Yannick Ackah is a recognised contemporary artist, and currently one of the most sought-after newcomer artists from Africa. His works have echoes of Pablo Picasso and Jean-Michel Basquiat and were also immediately sold out at the Berlin Art Fair Positions and at his first solo show last September.
At first glance, the works of this artist suggests his deep rootedness in the visual cultures of Africa. The engaging images seem to want to carry you away, in search of individual truth, but also the collective truth of a culture. For his compositions, Ackah draws inspiration from African sculptures and masks. The stylistic artistic reference to Picasso and his work is deliberately chosen, whereby Picasso's source of inspiration also leads back to African culture. Ackah himself describes his relationship to it as a mystery:
"What I see in African sculptures is beauty, a challenge, a complete story, a great mystery that I try to solve through my work with lines, brushstrokes and also with colour."
—Yannick Ackah
Various materials such as paper, newspaper and magazine articles, or fabric, which he assembles in his works as in a collage, create the typical surface structure. They contribute to the three-dimensionality and depth of his works and add a dimension of everyday life and pop culture, which the artist playfully combines with traditional motifs.

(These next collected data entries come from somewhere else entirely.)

PR #418, opened 2026-07-15
fix(⏰): cache RuntimeContext by runtime address instead of runtimeData

reczkok:
## Summary
WebGPU crashes natively (EXC_BAD_ACCESS) when it's used from a worklet runtime, e.g. navigator.gpu.requestAdapter() or GPUBuffer.mapAsync() from the Reanimated UI thread. On the main JS runtime it works fine. Also all those accesses are via TypeGPU and I didn't test the raw WebGPU cases but I reckon it's the exact same

I'm not a Hermes/C++ expert, so i don't fully grasp why the crashes happened exactly but i gathered the .ips logs from crashes and run them through Fable which produced a fix that works for me locally

# Everything that follows (both the explanation and the fix is authored by AI and is attached just as a hypothesis and potential fix that worked for me, please take that into account while looking) - feel free to take over this branch or close this in favor of a better fix

Two on-device .ips crash reports, both from GPUBuffer.mapAsync called on the Reanimated UI runtime

```
Report 1, EXC_BAD_ACCESS (SIGKILL), KERN_PROTECTION_FAILURE at 0x0:
0  ???        0x0
1  hermesvm   HermesRuntimeImpl::setRuntimeDataImpl(jsi::UUID const&, ...) + 84
2  <app>      jsi::WithRuntimeDecorator<worklets::AroundLock, ...>::setRuntimeDataImpl(...)
3  <app>      rnwgpu::async::RuntimeContext::getOrCreate(jsi::Runtime&, wgpu::Instance) + 248
4  <app>      rnwgpu::GPUBuffer::mapAsync(jsi::Runtime&, ...) + 168
```

```
Report 2, EXC_BAD_ACCESS (SIGSEGV), KERN_INVALID_ADDRESS at 0x8e0008:
0  <app>      jsi::Runtime::getRuntimeData(jsi::UUID const&) + 32
1  <app>      rnwgpu::async::RuntimeContext::get(jsi::Runtime&) + 44
2  <app>      rnwgpu::async::RuntimeContext::getOrCreate(jsi::Runtime&, wgpu::Instance) + 40
3  <app>      rnwgpu::GPUBuffer::mapAsync(jsi::Runtime&, ...) + 168
   ...        worklets::WorkletRuntime::runSync(...) -> executeQueueForProMotion
```

Both fault inside Hermes' set/getRuntimeData on the way out of RuntimeContext::get/getOrCreate, and only on a worklet runtime. I disassembled the shipping hermesvm binary (Mach-O UUID matched the reports) and the faulting instructions read/delete an uninitialized bucket in the map Hermes keeps behind runtimeData.

### What

RuntimeContext cached itself on the runtime via jsi::Runtime::set/getRuntimeData with a default-constructed (all-zero) jsi::UUID as the key. Hermes seems to reserve that exact all-zero UUID as the "empty slot" marker in that map, so reading or writing under it hits uninitialized memory. On the main runtime WebGPU is the first thing to use runtimeData so it happens to work; on worklet runtimes (Reanimated seeds runtimeData first) the first WebGPU call reads or frees garbage, which is the two crashes above.

### Fix

Stop using runtimeData. Cache RuntimeContext in a small static, mutex-guarded map keyed by thmeRegistry.h). The runtime object stays put for its lifetime so its address is a safe key,entries are weak_ptrs (the GPU objects already own the context), and stale entries get pruned lazily. Sidesteps the UUID issue entirely and behaves the same across JS engines.

### DIFF
--- a/packages/webgpu/cpp/rnwgpu/async/RuntimeContext.cpp
+++ b/packages/webgpu/cpp/rnwgpu/async/RuntimeContext.cpp
@@ -7,14 +7,12 @@
 #include <ReactCommon/CallInvoker.h>
 
 #include "AsyncTaskHandle.h"
+#include "RuntimeRegistry.h"
 #include "WGPULogger.h"
 
 namespace rnwgpu::async {
 
 namespace {
-struct RuntimeData {
-  std::shared_ptr<RuntimeContext> context;
-};
 constexpr const char *TAG = "RuntimeContext";
 
 // The main JS runtime and its CallInvoker, registered once on install. The
@@ -31,6 +29,11 @@ std::mutex &processEventsMutex() {
   static std::mutex mutex;
   return mutex;
 }
+
+RuntimeRegistry<jsi::Runtime, RuntimeContext> &runtimeContexts() {
+  static RuntimeRegistry<jsi::Runtime, RuntimeContext> registry;
+  return registry;
+}
 } // namespace
 
 void RuntimeContext::registerMainRuntime(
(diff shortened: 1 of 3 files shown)


wcandillon:
https://github.com/wcandillon/react-native-webgpu/pull/422 should fix the issue but let's keep coordinate on this.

If you allow yourself to embark on this journey, you will often recognise a play of opposites: The dialectic of life and death, mental abysses and dreamy playfulness, day and night, in short ‘the poetry of an existence’, as the young artist himself states. But his own identity and the society in which he lives also play an undeniable role for Ackah. Socio-political themes such as racism and the deep wounds of colonialism as well as to the cultural appropriation can also be found in the works.
In 2020 Yannick Ackah completed his art studies at I.N.S.A.A.C (Institut National Supérieur des Arts et de l'Action Culturelle) in Abidjan, Ivory Coast. Since then, he exhibited internationally and his works are part of prestigious private collections in France, Germany, Switzerland, Japan, Spain and the United States.